Two months after Burma’s ruling junta was handed over to a semicivilian government, a steady stream of senior Western officials have beat a path to the capital, Nyapyidaw. But any hopes of a rapid thaw in relations with the United States or other powers have faded, even as the Obama administration prepares to seek confirmation of a new envoy to Burma (Myanmar).
Last week, Sen. John McCain (R) of Arizona, a longtime critic of Burma's military junta, became the latest high-profile visitor to Burma. He met with Aung San Suu Kyi, a pro-democracy leader he calls “a personal hero,” and with government officials, whom he urged to take concrete actions, such as the release of more than 2,000 political prisoners, before the US could consider ending sanctions on Burma.
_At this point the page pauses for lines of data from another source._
PR #1071, opened 2018-10-08
Add ranges for GPU locks

### LINKED ISSUE #1070: Writing to a range of a buffer while drawing another range causes an AccessError
Hi there,

I think I'm hitting a limitation with how the GPU lock is implemented in Vulkano. I'm trying to write to a buffer range (let's say 0..36), while another command buffer is drawing another range (say 36..72) of the same buffer. Since the ranges do not overlap, this should be safe, but executing the command buffer fails with an `AccessError`, telling me that the buffer is already in use.

From glancing at the code, it looks like `BufferSlice` locks the entire buffer in `try_gpu_lock` instead of only locking a range of the buffer. Indeed, if I comment out the function for debugging purposes, my code seems to work as expected.

Obviously, I can work around this by waiting for the write to complete before drawing the buffer, but that's not ideal.

My first thought was that this is a bug in Vulkano, but perhaps I'm supposed to do this some other way? Or maybe some of my assumptions are incorrect, and it's a bug in my code instead?

aleksijuvani:
* [ ] Added an entry to `CHANGELOG.md` if knowledge of this change could be valuable to users

Fixes #1070.

Would like to request feedback. There's some more work to be done before this should be merged, e.g. `try_gpu_lock` and related functions could be refactored into a `GpuAccess` struct which is then added as a field to all the different buffers.

Only the `DeviceLocalBuffer` currently supports the locking of subranges. Would it also be desirable to implement this for other types of buffers? For `ImmutableBuffer` I think locking the buffer is a no-op anyway, but what about `CpuAccessibleBuffer` and `CpuBufferPool`?

I think it would make sense to also support this for `CpuAccessibleBuffer`, but I'm not sure about `CpuBufferPool`. Considering how `CpuBufferPool` is generally used (a chunk of the buffer is filled with data, sent to the GPU, and then another chunk of the buffer is used the next frame), does it even make sense to support this?

### DIFF
--- a/CHANGELOG.md
+++ b/CHANGELOG.md
@@ -11,8 +11,10 @@
 - Use [google/shaderc](https://github.com/google/shaderc-rs) for shader compilation
 - Reject generation of rust types for SPIR-V arrays that would have incorrect array stride.
 - Removed the `Layout` prefix of the descriptions used for a render pass.
-- Added the ability to lock a range of `DeviceLocalBuffer` with `try_gpu_lock`
-- Changed the GPU to lock a range of `DeviceLocalBuffer` instead of the entire buffer when `BufferSlice`s are used
+- Added the ability to lock a range of a buffer with `try_gpu_lock`
+    +   Applicable to `DeviceLocalBuffer` and `CpuAccessibleBuffer`
+    +   `CpuBufferPool` still locks the entire buffer chunk
+- Changed the GPU to lock a range of the buffer instead of the entire buffer when `BufferSlice`s are used
 
 # Version 0.10.0 (2018-08-10)
 
--- a/CHANGELOG.md
+++ b/CHANGELOG.md
@@ -11,6 +11,8 @@
 - Use [google/shaderc](https://github.com/google/shaderc-rs) for shader compilation
 - Reject generation of rust types for SPIR-V arrays that would have incorrect array stride.
 - Removed the `Layout` prefix of the descriptions used for a render pass.
+- Added the ability to lock a range of `DeviceLocalBuffer` with `try_gpu_lock`
+- Changed the GPU to lock a range of `DeviceLocalBuffer` instead of the entire buffer when `BufferSlice`s are used
 
 # Version 0.10.0 (2018-08-10)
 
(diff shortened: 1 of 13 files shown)


aleksijuvani:
This will also need further testing, but I've now also implemented GPU lock ranges for `CpuAccessibleBuffer`. I'm testing this out with a personal project, but it's still in early stages and it might take a while until I can properly test all these changes.

I'm a little worried about the amount of locks we'll potentially have to keep track of in a real application, and how it will affect performance. If this turns out to be a problem, there's an optimization we can do with interval trees. I'm still convinced that this is a valuable change, because right now Vulkano is too restrictive with its GPU lock, and it prevents valid use-cases.

rukai:
I tested https://github.com/rukai/PF_Sandbox with your changes and it works fine.
However this is hardly a comprehensive test, PF Sandbox rendering is very simple.

aleksijuvani:
Cool, thank you. I'm going to add a few unit tests for this and maybe a benchmark.

aleksijuvani:
So I wrote a benchmark, and locking and unlocking 100 locks takes around 33 µs on my system, which is acceptable, but as soon as we're up to 1000 locks it starts to take around 3.30 ms. It's not unusual for games to issue thousands of draw calls, so we should definitely try to optimize this.

I think we should be able to get this number down if we implemented the range overlap checks with an interval tree instead of naively looping through all the ranges to check if they overlap. I'll give it a try.

aleksijuvani:
Performance is now looking better, but we're still hitting 1.10 milliseconds once we reach 5000 locks in a command buffer. Similar to how Rust provides a flag to disable array bounds checks in release builds, maybe we should provide a flag to disable this particular safety check?

```
Benchmarking lock and unlock/100: Collecting 100 samples in estimated 5.0757 s

lock and unlock/100     time:   [18.538 us 18.700 us 18.869 us]
                        change: [-44.214% -43.778% -43.349%] (p = 0.00 < 0.05)
                        Performance has improved.
Found 1 outliers among 100 measurements (1.00%)
  1 (1.00%) high mild
Benchmarking lock and unlock/1000: Collecting 100 samples in estimated 5.5561 s
lock and unlock/1000    time:   [207.42 us 208.86 us 210.35 us]
                        change: [-93.639% -93.596% -93.553%] (p = 0.00 < 0.05)
                        Performance has improved.
Benchmarking lock and unlock/5000: Collecting 100 samples in estimated 5.5224 s

lock and unlock/5000    time:   [1.1030 ms 1.1097 ms 1.1166 ms]
Found 3 outliers among 100 measurements (3.00%)
  3 (3.00%) high mild
Benchmarking lock and unlock/10000: Collecting 100 samples in estimated 11.632 s

lock and unlock/10000   time:   [2.2417 ms 2.2565 ms 2.2716 ms]
```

In a statement, Mr. McCain thanked his hosts for allowing him to visit. He said that he wanted to help improve bilateral ties and pointed to Vietnam as an example of a former enemy-turned-friend. But he also took a swipe at Burma’s rulers by evoking the Arab Spring as a threat to authoritarian regimes around the world.
“Governments that shun evolutionary reforms now will eventually face evolutionary change later. This choice may be deferred. It may be delayed. But it cannot be denied,” he said.
While exiled Burmese activists hailed McCain’s rhetoric, critics say his trip lacked diplomatic heft and was driven by a desire to meet with Ms. Suu Kyi, a global democracy icon. Since her release in November from seven years of house arrest, she has struggled to revive her opposition party, which boycotted last year’s elections and lost its legal status.
McCain, a cosponsor of sanctions legislation, had pledged to back reciprocal actions if Burma makes meaningful concessions to release detainees and dialogue with ethnic minorities, points out Jim Della-Giacoma, Southeast Asia director in Jakarta, Indonesia, for the Brussels-based International Crisis Group. Burmese officials, meanwhile, have complained to Western diplomats that Washington failed to respond to previous olive branches.
Mr. Della-Giacoma cautions that Western calls for timely actions by Burma could prove counterproductive, as Burma's president, Thein Sein, hasn’t consolidated his power base. “Such implied threats don’t go down well in Nyapyidaw, and they may limit Thein Sein’s space for movement,” he says.
Since taking office in late March, Mr. Thein Sein has spoken bluntly about the need for economic and social progress. But his reformist speeches haven’t translated into action and have reportedly met resistance from military hard-liners. “He’s saying the right things but they won’t let him move faster,” says a European diplomat in Bangkok who visits frequently.
Analysts say the Obama administration may try to engage Burma on curbing North Korea’s arms proliferation, including nuclear technology that Burma’s military reportedly covets. A sign of cooperation on North Korea, say analysts, would add a strategic dimension to views in Congress toward a country that is largely seen through the prism of Suu Kyi and human rights. The White House recently named Derek Mitchell as special representative to Burma, subject to Senate confirmation.
Experts say Burma desperately needs outside support for economic development, opening the door to engagement. Western opprobrium toward the former junta has capped aid at levels much lower than in other Asian countries. Economic policy is an area where the new government could potentially make major changes, says Thant Myint-U, a Burmese historian and author.
But he cautions that many government officials aren’t convinced by offers of assistance from the West after decades of antagonism. “For every senior person in the government who would like to see more aid, there are another nine who are skeptical at best. It's definitely not a carrot,” he says.